▶ Items from a dataset:
--------

PR #3950, opened 2025-01-09
[MLIR][TORCH] Add support for `enable_gqa` flag in SDPA op

vivekkhandelwal1:


pashu123 (approved):
LGTM! Are there any reasons why we aren't decomposing this torch op into another set of torch ops?

vivekkhandelwal1:
> LGTM! Are there any reasons why we aren't decomposing this torch op into another set of torch ops?

AFAIK, the reason for not doing that is since we want the attention op as a single kernel. Hence, we just lower it to `tm_tensor.attention` and the rest is taken care of during the codegen.

PR #3951, opened 2025-01-09
Remove TOSA make_fx configuration

mgehre-amd:
We are not using this configuration downstream anymore, and it's not tested upstream.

--------

▶ WHAT NEEDS TO BE DONE: Whenever a line in the entries holds the word "another", copy that line.

▶ ANSWER TO THIS TASK:
LGTM! Are there any reasons why we aren't decomposing this torch op into another set of torch ops?
> LGTM! Are there any reasons why we aren't decomposing this torch op into another set of torch ops?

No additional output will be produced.